Breast Cancer Forum Analysis
- Category: Data Analysis
- Company: Private Client (UpWork)
- Code Repo: Private
- Language: Python
Worked on a long-term, multi-stage project on UpWork to perform exploratory analysis including a multi-stage project involving data scraping, exploratory analysis (using sentiment extraction) and unsupervised clustering.
Data Scraping
Initially worked on a simple bot that scraped HTML pages from the Inspire Medical Forum. However, the forum restricts user information to only logged-in users. Thus, in the second phase, developed a crawler bot using Python's excellent Selenium library that could log-in and scrape user and thread information using a Chrome instance.With the help of this bot, I scraped over 50k user posts on threads and around 6k user profiles.
Sentiment Analysis
Performed sentiment analysis to extract the sentiment of user posts using two approaches,• Positive and Negative words approach which weighs the use of positive words against negative words to score a certain sentence.

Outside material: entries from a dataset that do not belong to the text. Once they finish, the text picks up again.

Issue #5499, opened 2025-11-05
Display Project UUID in log messages.


ElenaStroebele:
### Current Behavior

When creating/updating/deleting/cloning a project, the log-messages only include group, projectName and projectVersion to reference a project. 
For users it is difficult to uniquely identify a project like this through changes (updating the version/name), because the name and version are not unambiguous anymore. 

### Proposed Behavior

When the projectName/projectVersion/projectGroup display is used within logging for updating/deleting/creating projects, further include the projectUUID in the logging message. 

### Checklist

- [x] I have read and understand the [contributing guidelines](https://github.com/DependencyTrack/dependency-track/blob/master/CONTRIBUTING.md#filing-issues)
- [x] I have checked the [existing issues](https://github.com/DependencyTrack/dependency-track/issues) for whether this enhancement was already requested

PR #5500, opened 2025-11-05
Include project UUID in log messages.

ElenaStroebele:
### Description
Added MDC within ProjectResource.java to be able to include the project UUID in log messages. UUID is now included in the log messages for creating/cloning/updating/deleting a project, to be able to identify a project unambiguously even through changes of name/version of the project. 

### Addressed Issue
Addressed issue #5499 .

### Additional Details
Used Copilot and ChatGPT to understand existing codebase. 

### Checklist

### DIFF
--- a/src/main/java/org/dependencytrack/resources/v1/ProjectResource.java
+++ b/src/main/java/org/dependencytrack/resources/v1/ProjectResource.java
@@ -39,6 +39,7 @@ import io.swagger.v3.oas.annotations.security.SecurityRequirement;
 import io.swagger.v3.oas.annotations.security.SecurityRequirements;
 import jakarta.validation.constraints.Size;
 import org.apache.commons.lang3.StringUtils;
+import org.slf4j.MDC;
 import org.dependencytrack.auth.Permissions;
 import org.dependencytrack.event.CloneProjectEvent;
 import org.dependencytrack.model.Classifier;
@@ -77,6 +78,11 @@ import java.util.Set;
 import java.util.UUID;
 import java.util.function.BiConsumer;
 import java.util.function.Function;
+
+import static org.dependencytrack.common.MdcKeys.MDC_PROJECT_NAME;
+import static org.dependencytrack.common.MdcKeys.MDC_PROJECT_UUID;
+import static org.dependencytrack.common.MdcKeys.MDC_PROJECT_VERSION;
+import static org.dependencytrack.common.MdcKeys.MDC_EVENT_TOKEN;
 
 import static java.util.Objects.requireNonNullElseGet;
 import static org.dependencytrack.util.PersistenceUtil.isPersistent;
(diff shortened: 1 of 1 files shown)


ElenaStroebele:
@nscuro Please consider this PR in release 4.13.6 .

src/main/java/org/dependencytrack/model/Project.java
```diff
@@ -676,6 +676,19 @@ public String toString() {
         return sb.toString();
     }
 
+    public String toStringForLogs(){
```
stohrendorf: Just an idea for the name: `toPrintableString` - because I think this could also be used for notifications. But also a style issue (missing a space before {).

stohrendorf (commented):
I also wonder if you could add some audit logs (or logging in general) since you're working on this. For example, recursive deletion of projects only logs the root project, but not the children as far as I can tell. But that would be just a bonus.

src/main/java/org/dependencytrack/parser/cyclonedx/CycloneDXVexImporter.java
```diff
@@ -53,7 +53,7 @@ public void applyVex(final QueryManager qm, final Bom bom, final Project project
             return;
         }
         if (qm.getVulnerabilityCount(project, true) == 0) {
-            LOGGER.info("The project %s does not have any vulnerabilities; Skipping VEX import".formatted(project));
+            LOGGER.info("The project %s does not have any vulnerabilities; Skipping VEX import".formatted(project.toStringForLogs()));
```
nscuro: I think it would be better to populate the [MDC](https://github.com/DependencyTrack/dependency-track/issues/3234) with appropriate keys instead.

Relevant MDC keys are defined here: https://github.com/DependencyTrack/dependency-track/blob/72dfb1a55073e4095dd7cc15814b5a38cb29e54a/src/main/java/org/dependencytrack/common/MdcKeys.java#L36-L38

Example usage here: https://github.com/DependencyTrack/dependency-track/blob/72dfb1a55073e4095dd7cc15814b5a38cb29e54a/src/main/java/org/dependencytrack/tasks/VulnerabilityAnalysisTask.java#L111-L113

src/main/java/org/dependencytrack/model/Project.java
ElenaStroebele: Thank you for your review! As I will continue to include the proposed MDC functionality, rather than this simple additional method approach, this will not be relevant for my future implementation. Therefore, I will mark this as resolved!

ElenaStroebele:
> I also wonder if you could add some audit logs (or logging in general) since you're working on this. For example, recursive deletion of projects only logs the root project, but not the children as far as I can tell. But that would be just a bonus.

I think it would be easier to open a new issue for this (if none already exists) to keep a clear task and goal.

src/main/java/org/dependencytrack/parser/cyclonedx/CycloneDXVexImporter.java
ElenaStroebele: That is a cool idea! I will try to include this in the project for these cases.

ElenaStroebele: I have implemented MDC for the requested changes in Issue #5499. Therefore I will resolve this conversation.

PR #5537, opened 2025-11-14
Incremental updates for OsvDownloadTask 

jonbally:
### Description

In it's current implementation the `OsvDownloadTask` will download and process **all** existing advisory files for each selected ecosystem on **every** run. Depending on the selected ecosystems, this can lead to a big daily resource demand (e.g. mirroring the entire collection of OSV Ubuntu advisories takes more than one hour on our instance).

This PR adds changes to the `OsvDownloadTask` to support incremental updates for the selected OSV ecosystems.
I also adapted existing tests and included new ones for full and incremental updates. 

A full mirror for the selected ecosystems will still be performed every 5 days (similar to the `NistMirrorTask`) to stay in sync with the OSV database. In certain cases some changes might be missed in the incremental update, e.g. when the modified_id.csv file contains a lot of new or modified ids, sometimes more than 40k, the incremental update will cut off at 10k.

### Addressed Issue

Enhancement for `OsvDownloadTask`
* Added support for incremental updates
* Added retry mechanism for downloads and requests
* Added notifications 
* Added time tracking

### Additional Details

The incremental updates are utilizing the `storage.googleapis.com/osv-vulnerabilities/<ecosystem>/modified_id.csv` file.
It contains the IDs of recently added and modified advisories as well as the timestamp of the addition/modification.  

The implementation is conceptually similar to the `NistMirrorTask`: 
* When running the task, it first checks if certain files exist in the `osv` directory for the respective ecosystem 
  * an ecosystem `all.zip` (renamed), 
  * a `.zip.ts` timestamp file for the `all.zip` file, and 
  * a `.csv.ts` timestamp file for the `modified_id.csv` (renamed) file
* If these files exist, are non-empty, and the "full update" timestamp is within 5 days before now, then an incremental update is performed using the timestamp in the `.csv.ts` file for selecting relevant entries of the `.csv`
* If any condition fails, then a full update is performed

\
I did not modify the parts of the `OsvDownloadTask` that perform the database update.
At the moment each advisory is still individually going through these steps, causing many DB reads and writes:

Full mirror: 
* Unzip entry -> Parse JSON -> Parse OSV -> map to DT vulnerability model -> Check if new or modified -> Update DB

Incremental mirror: 
* Request JSON -> Parse JSON -> Parse OSV -> map to DT vulnerability model -> Check if new or modified -> Update DB

I think this could be optimized a lot by processing the advisories in batches. 
An alternative to the current implementation, which I saw discussed somewhere recently, would be to implement an OSV analyzer using the OSV API instead of mirroring all of the advisories and performing the matching in DT.

\
Some points about this PR which might be worth discussing:
* The size limit of 1 GiB which I added for the acquired `all.zip` files 
* The hard-coded cadence of 5 days for the full mirror 
* The cutoff after 10k modified advisories for incremental updates

### Checklist

### DIFF
--- a/src/main/java/org/dependencytrack/tasks/OsvDownloadTask.java
+++ b/src/main/java/org/dependencytrack/tasks/OsvDownloadTask.java
@@ -101,6 +101,7 @@ import static org.dependencytrack.model.ConfigPropertyConstants.VULNERABILITY_SO
 import static org.dependencytrack.model.ConfigPropertyConstants.VULNERABILITY_SOURCE_GOOGLE_OSV_BASE_URL;
 import static org.dependencytrack.model.ConfigPropertyConstants.VULNERABILITY_SOURCE_GOOGLE_OSV_ENABLED;
 import static org.dependencytrack.model.Severity.getSeverityByLevel;
+import static org.dependencytrack.util.RetryUtil.maybeClosePreviousResult;
 import static org.dependencytrack.util.VulnerabilityUtil.normalizedCvssV2Score;
 import static org.dependencytrack.util.VulnerabilityUtil.normalizedCvssV3Score;
 
@@ -113,7 +114,7 @@ public class OsvDownloadTask implements LoggableSubscriber {
     private static final long MAX_ZIP_BYTES = 1024 * 1024 * 1024;
     private static final String OSV_FILENAME_PREFIX = "google-osv-";
     private static final Logger LOGGER = Logger.getLogger(OsvDownloadTask.class);
-    private static final Retry DOWNLOAD_RETRY;
+    private static final Pattern JSON_PATTERN = Pattern.compile("\\.json$", Pattern.CASE_INSENSITIVE);
     private static final Retry REQUEST_RETRY;
     private Set<String> ecosystems;
     private String osvBaseUrl;
@@ -126,27 +127,7 @@ public class OsvDownloadTask implements LoggableSubscriber {
     private boolean mirroredWithoutErrors = true;
 
     static {
-        RetryRegistry registry = RetryRegistry.ofDefaults();
-        final RetryConfig downloadRetryConfig = RetryConfig.custom()
-                .intervalFunction(ofExponentialBackoff(
-                        Duration.ofSeconds(2),
-                        2,
-                        Duration.ofSeconds(32)
-                ))
-                .maxAttempts(6)
-                .retryExceptions(
-                        SocketException.class, SocketTimeoutException.class,
-                        NoRouteToHostException.class, ConnectTimeoutException.class
-                )
-                .build();
-        DOWNLOAD_RETRY = registry.retry("osv-mirror-download", downloadRetryConfig);
-        DOWNLOAD_RETRY.getEventPublisher()
-                .onRetry(event -> LOGGER.warn("Encountered retryable exception; Retries: "
-                        + event.getNumberOfRetryAttempts() + "; Next retry in: "
-                        + event.getWaitInterval().toSeconds() + " s", event.getLastThrowable()))
-                .onError(event -> LOGGER.error("Failed after "
-                        + event.getNumberOfRetryAttempts() + " attempts"));
-
+        final RetryRegistry registry = RetryRegistry.ofDefaults();
         final RetryConfig requestRetryConfig = RetryConfig.<CloseableHttpResponse>custom()
                 .intervalFunction(ofExponentialBackoff(
                         Duration.ofSeconds(2),
@@ -154,6 +135,7 @@ public class OsvDownloadTask implements LoggableSubscriber {
                         Duration.ofSeconds(32)
                 ))
                 .maxAttempts(6)
+                .consumeResultBeforeRetryAttempt(maybeClosePreviousResult())
                 .retryExceptions(
                         SocketException.class, SocketTimeoutException.class,
                         NoRouteToHostException.class, ConnectTimeoutException.class
@@ -221,7 +203,7 @@ public class OsvDownloadTask implements LoggableSubscriber {
             final long start = System.currentTimeMillis();
             setOutputDir(mirrorDirPath.toAbsolutePath().toString());
             LOGGER.info("Starting Google OSV mirroring for: " + ecosystems);
-            ecosystems.forEach(this::processOsvEcosystem);
+            ecosystems.forEach(ecosystem -> processOsvEcosystem(ecosystem, false));
             final long end = System.currentTimeMillis();
             if (mirroredWithoutErrors) {
                 LOGGER.info("Google OSV mirroring complete");
@@ -248,19 +230,15 @@ public class OsvDownloadTask implements LoggableSubscriber {
         }
     }
 
-    private void processOsvEcosystem(String ecosystem) {
+    private void processOsvEcosystem(String ecosystem, boolean forceFullMirror) {
         try (var ignoredMdcOsvEcosystem = MDC.putCloseable("osvEcosystem", ecosystem)) {
             final Instant currentTime = Instant.now(this.clock);
-            if (shouldDoIncrementalUpdate(ecosystem, currentTime)) {
-                String url = this.osvBaseUrl
-                        + URLEncoder.encode(ecosystem, StandardCharsets.UTF_8).replace("+", "%20")
-                        + "/modified_id.csv";
+            if (shouldDoIncrementalUpdate(ecosystem, currentTime) && !forceFullMirror) {
+                String url = this.osvBaseUrl + encodeURL(ecosystem) + "/modified_id.csv";
                 LOGGER.info("Incremental update - Initiating download of " + url);
                 doUpdate(url, ecosystem, true, currentTime);
             } else {
-                String url = this.osvBaseUrl
-                        + URLEncoder.encode(ecosystem, StandardCharsets.UTF_8).replace("+", "%20")
-                        + "/all.zip";
+                String url = this.osvBaseUrl + encodeURL(ecosystem) + "/all.zip";
                 LOGGER.info("Full mirror - Initiating download of " + url);
                 doUpdate(url, ecosystem, false, currentTime);
             }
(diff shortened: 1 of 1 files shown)


src/main/java/org/dependencytrack/tasks/OsvDownloadTask.java
```diff
@@ -109,92 +213,462 @@ public OsvDownloadTask() {
...
+        }
+    }
+
+    private void doUpdate(String url, String ecosystem, boolean incremental, Instant startTime) throws Throwable {
+        File incrementalTimestampFile = new File(outputDir, OSV_FILENAME_PREFIX + ecosystem
+                + "-modified.csv.ts").getAbsoluteFile();
+        File fullTimestampFile = new File(outputDir, OSV_FILENAME_PREFIX + ecosystem
+                + ".zip.ts").getAbsoluteFile();
+        if (incremental) {
+            Path modifiedCsv = DOWNLOAD_RETRY.executeCheckedSupplier(() -> downloadModifiedCsvFile(url, ecosystem));
```
nscuro: Do we really need the nested retries? `downloadModifiedCsvFile` already retries failing requests. If anything else fails in that method it's very unlikely to be retryable.

Same applies for `downloadOsvZipFile` below.

src/main/java/org/dependencytrack/tasks/OsvDownloadTask.java
```diff
@@ -109,92 +213,462 @@ public OsvDownloadTask() {
...
+            final HttpEntity entity = response.getEntity();
+            try {
+                LOGGER.info("Downloading...");
                 if (status.getStatusCode() != HttpStatus.SC_OK) {
-                    LOGGER.error("Download failed : " + status.getStatusCode() + ": " + status.getReasonPhrase());
-                    continue;
+                    LOGGER.error("Download of modified_id.csv failed for: " + ecosystem + " - " +
+                            status.getStatusCode() + " " + status.getReasonPhrase());
+                    mirroredWithoutErrors = false;
+                    throw new Exception("Download failed: " + status);
```
nscuro: Don't use generic `Exception` or `RuntimeException`:

```suggestion
                    throw new IllegalStateException("Download failed: " + status);
```

src/main/java/org/dependencytrack/tasks/OsvDownloadTask.java
```diff
@@ -109,92 +213,462 @@ public OsvDownloadTask() {
...
+        }
+        LOGGER.info("Downloading and processing new or modified advisories");
+        final OsvAdvisoryParser parser = new OsvAdvisoryParser();
+        final ArrayList<String> unsuccessfulIds = new ArrayList<>();
+        int count = 0;
+        int lastLoggedPercent = 0;
+        for (String id : modifiedIds) {
+            final long downloadStartTime = System.currentTimeMillis();
+            String url = this.osvBaseUrl
+                    + URLEncoder.encode(ecosystem, StandardCharsets.UTF_8).replace("+", "%20")
```
nscuro: Perhaps the URL encoding could be moved to a small helper method?

src/main/java/org/dependencytrack/tasks/OsvDownloadTask.java
```diff
@@ -109,92 +213,462 @@ public OsvDownloadTask() {
...
+            // Should never be reached as the .ts file is already checked in shouldDoIncrementalUpdate()
+            LOGGER.error("Could not obtain last update time from timestamp file due to previous error,"
+                    + " using fallback timestamp");
+            lastUpdate = Instant.EPOCH;
+        }
+        final ArrayList<String> modifiedIds = parseModifiedOsvAdvisoryCsv(modifiedCsvFilePath, lastUpdate);
+        if (modifiedIds.isEmpty()) {
+            LOGGER.info("No new or modified advisories since the last update, skipping");
+            return true;
+        }
```
nscuro, line 350: Would it make sense to have an escape latch here, where if we detect more than N (say, >100) modified IDs, we fall back to the full ZIP download? If there are many modified IDs, we'll be spending *a lot* of time doing individual download requests.

src/main/java/org/dependencytrack/tasks/OsvDownloadTask.java
```diff
@@ -109,92 +213,462 @@ public OsvDownloadTask() {
...
+                    }
+                    if (unsuccessfulIds.size() > 5) {
+                        LOGGER.error("Failed to acquire more than 5 out of " + modifiedIds.size() + " advisories, aborting."
+                                + " IDs that could not be acquired: " + unsuccessfulIds);
+                        return false;
+                    }
+                    try (final InputStream in = response.getEntity().getContent()) {
+                        final BufferedReader reader = new BufferedReader(
+                                new InputStreamReader(in, StandardCharsets.UTF_8), 8192
+                        );
```
nscuro: Can we move the readers to the `try` statement so they're guaranteed to be closed?

src/main/java/org/dependencytrack/tasks/OsvDownloadTask.java
```diff
@@ -109,92 +213,462 @@ public OsvDownloadTask() {
...
+                        break;
+                    }
+                    // For some ecosystems more than 10k advisories (npm sometimes has 40k+) might be modified within a day.
+                    // Those mass updates are usually non-critical i.e. versions being added after a new release, but
+                    // they might also contain many new "malicious package" notices for npm
+                    if (modifiedIds.size() >= 10000) {
+                        LOGGER.warn("Cutting off after 10k new or modified advisories, "
+                                + "remaining updates will be retrieved in full mirror every 5 days");
+                        break;
+                    }
```
nscuro: Somewhat related to a comment I posted earlier in this file. Perhaps we should just fall back to the full ZIP download immediately when this condition is true.

> Those mass updates are usually non-critical [...]

Is an assumption that might prove to be wrong. It's also possible that such a mass update was done shortly after a new critical vulnerability was added. If we simply cut off here, we'd have severe delays of said critical vuln making it into our database.

src/main/java/org/dependencytrack/tasks/OsvDownloadTask.java
```diff
@@ -109,92 +213,462 @@ public OsvDownloadTask() {
...
+        metricParseTime += end - start;
+        return true;
+    }
 
-            String line = null;
-            StringBuilder out = new StringBuilder();
-            while ((line = reader.readLine()) != null) {
-                out.append(line);
+    private void unzipOsvZipFile(ZipInputStream zipIn, int totalCount) throws IOException {
+        final Pattern jsonPattern = Pattern.compile("\\.json$", Pattern.CASE_INSENSITIVE);
```
nscuro: This should be a class-level constant as it never changes.

src/main/java/org/dependencytrack/tasks/OsvDownloadTask.java
```diff
@@ -109,92 +213,462 @@ public OsvDownloadTask() {
...
+            lastLoggedPercent = currentProcessedPercentage;
+        }
+        return lastLoggedPercent;
+    }
+
+    private void processOsvAdvisoryJsonFromZip(ZipInputStream zipIn, String entryName, OsvAdvisoryParser parser) {
+        try {
+            final BufferedReader reader = new BufferedReader(
+                    new InputStreamReader(zipIn, StandardCharsets.UTF_8), 8192
+            );
```
nscuro, line 567: Can we move the readers to the `try` statement so they're guaranteed to be closed?

src/main/java/org/dependencytrack/tasks/OsvDownloadTask.java
```diff
@@ -109,92 +213,462 @@ public OsvDownloadTask() {
...
+
+        if (!fullMirrorFile.exists() || !(fullMirrorFile.length() > 0))
+            // the .zip file does not exist or is empty
+            return false;
+
+        Instant lastFullMirror = readTimestampFile(fullMirrorOsvFileName);
+        Instant lastIncrementalMirror = readTimestampFile(modifiedOsvFileName);
+        if (lastFullMirror == null || lastIncrementalMirror == null)
+            // either one or both timestamp files are not present or timestamp parsing failed
+            return false;
```
nscuro: Please always use curly brackets for `if` blocks, even if it's just a single line.

src/main/java/org/dependencytrack/tasks/OsvDownloadTask.java
```diff
@@ -79,20 +106,97 @@
 
 public class OsvDownloadTask implements LoggableSubscriber {
 
+    public static final Path DEFAULT_OSV_MIRROR_DIR = Config.getInstance().getDataDirectorty().toPath()
+            .resolve("osv").toAbsolutePath();
+    // Max size for ecosystem zip files: 1 GiB, some ecosystem files might reach this size in a few years
+    // (Ubuntu is currently the largest one at ~380 MiB)
+    private static final long MAX_ZIP_BYTES = 1024 * 1024 * 1024;
```
nscuro, line 114: I think this is sensible. I don't envision large files becoming a big issue, but it's always good to have limits in place in case our assumptions are proven wrong.

src/main/java/org/dependencytrack/tasks/OsvDownloadTask.java
jonbally: I'm also not a fan of the nested retries TBH. I have added the "outer" one because I encountered a `SocketTimeoutException: Read timed out` multiple times during testing (specifically when running with the `Jetty` configuration for multiple hours with a OSV cadence of 1 hour, but it's not really reproducible reliably).
This did not affect the initial request, but happened during the download (`Files.copy()`) part of the method, so the request retry would not have caught it.

The issue was usually resolved with the first "outer" retry. I'm not sure what caused this exception, maybe the `HTTPClientPool` is reusing an older connection shortly before the socket times out? This might have to do with my test setup and never actually happen in production use (even though I did not modify anything in the `HTTPClient` handling), but I don't have enough experience to say for certain. 

I can of course remove the `DOWNLOAD_RETRY` and if this issue is observed in the future, it can be analyzed and handled specifically.

src/main/java/org/dependencytrack/tasks/OsvDownloadTask.java
jonbally: Yes, this makes sense. I will think about a way to do this in a good way.

src/main/java/org/dependencytrack/tasks/OsvDownloadTask.java
nscuro: I think your connection reuse idea might be spot on. The problem with retrying requests is that the retry doesn't close responses on its own, so you need to configure it with:

https://github.com/DependencyTrack/dependency-track/blob/2b67f6b552aaaade27b466ed8462288c75fae5c1/src/main/java/org/dependencytrack/tasks/scanners/OssIndexAnalysisTask.java#L107

Otherwise it might be piling up unclosed connections over time.

src/main/java/org/dependencytrack/tasks/OsvDownloadTask.java
jonbally: actually in this case it should not be changed to a try with resources, because then the wrapped `ZipInputStream` would be prematurely closed after processing the first zipentry.

jonbally:
I have implemented the requested changes, the failing tests seem to be unrelated. These `GitHubMetaAnalyzerTest` tests are usually flaky for me...

Issue #3808, opened 2024-06-05
False positives due to erroneous comparison of component versions


lukas-braune:
### Current Behavior

DT attributes CVE-2022-48174 to the component `pkg:apk/alpine/busybox@1.36.1-r18?arch=x86_64&distro=3.19.1` although the vulnerability has already been resolved in the earlier package version `1.36.1-r2`:

![image](https://github.com/DependencyTrack/dependency-track/assets/9955029/2f4eb8eb-c794-4af5-ba0b-867c36f10e9a)
https://osv.dev/vulnerability/CVE-2022-48174

The root cause of this issue appears to be DT's sorting methodology. Instead of a numerical sort, the application is performing a lexical sort on version identifiers, mistakenly interpreting the version `1.36.1-r18` as an earlier, and thus vulnerable, release compared to `1.36.1-r2`.

### Steps to Reproduce

1. Ensure that Google OSV advisory mirroring is enabled.
2. Create a new project.
3. In the newly created project, create a new component with the following purl: `pkg:apk/alpine/busybox@1.36.1-r18?arch=x86_64&distro=3.19.1`.
4. Check whether CVE-2022-48174 has been attributed to the newly created component.

### Expected Behavior

CVE-2022-48174 should not be attributed to the newly created component.

### Dependency-Track Version

4.11.3

### Dependency-Track Distribution

Container Image

### Database Server

PostgreSQL

### Database Server Version

15.5

### Browser

Microsoft Edge

### Checklist

- [X] I have read and understand the [contributing guidelines](https://github.com/DependencyTrack/dependency-track/blob/master/CONTRIBUTING.md#filing-issues)
- [X] I have checked the [existing issues](https://github.com/DependencyTrack/dependency-track/issues) for whether this defect was already reported

nscuro:
Related: #2826

nscuro:
Support for Alpine versions has been added to versatile: https://github.com/nscuro/versatile/pull/257

The implementation passes [the comparison test suite](https://github.com/package-url/vers-spec/blob/470128dbe7574c360931239f8fbc8a971fa1d6ea/tests/alpine_version_cmp_test.json) of the vers specification.

PR #5559, opened 2025-11-18
Comparing version numbers with a combination of characters and numbers more differentially. 

ElenaStroebele:
### Description
Added a new method within /src/main/java/org/dependencytrack/util/ComponentVersion.java to further split the version number, to be able to compare the combination of characters and numbers more differentially.
Before, version numbers like this: 1.36.1-r2 & 1.36.1-r18 were split and then each part was compared. For the last part: r2 and r18, since it is no int, the method compared lexicographically, making r18 older than r2. That resulted in some false positives. 
Now, the r2 and r18 parts are split between the r and the integer, and then each of the pairs are compared. 

### Addressed Issue
Addressed issue: #3808 ("False positives due to erroneous comparison of component versions")

### Additional Details
Used ChatGPT and Copilot to understand existing structure and pattern matching, as well as sanity checks with example version numbers. 
https://stackoverflow.com/questions/11232801/regex-split-numbers-and-letter-groups-without-spaces

### Checklist

### DIFF
--- a/src/main/java/org/dependencytrack/util/ComponentVersion.java
+++ b/src/main/java/org/dependencytrack/util/ComponentVersion.java
@@ -19,6 +19,7 @@
 package org.dependencytrack.util;
 
 import java.util.ArrayList;
+import java.util.Arrays;
 import java.util.Iterator;
 import java.util.List;
 import java.util.regex.Matcher;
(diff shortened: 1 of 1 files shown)


ElenaStroebele:
@nscuro Please consider this PR in release 4.13.7 .

nscuro:
@ElenaStroebele I think this is superseded by #5591? The erroneous comparison described in https://github.com/DependencyTrack/dependency-track/issues/3808 seems to be Alpine-specific, so the true fix should be to implement Alpine version support in versatile.

ElenaStroebele:
Yes, I just wasn't sure yet whether I would start to implement the VERS approach, so I started with this little fix. But since you added the alpine support, I will delete this one. Thank you :)!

• An open-source lexicon and rule-based sentiment analysis tool called vaderSentiment that is specifically attuned to sentiments expressed in social media.
K-Means Clustering
Used an the unsupervised clustering method, called K-Means clustering, to cluster posts based on different metrics including,• Medical Drugs discussed in the post as categorical variables. The drugs were extracted based on lexicons provided by the client. Used exact match heuristics to extract their similarity.
• Sentiment score of the post.
• Similarity of the user's interests and communities they were member of who created that post.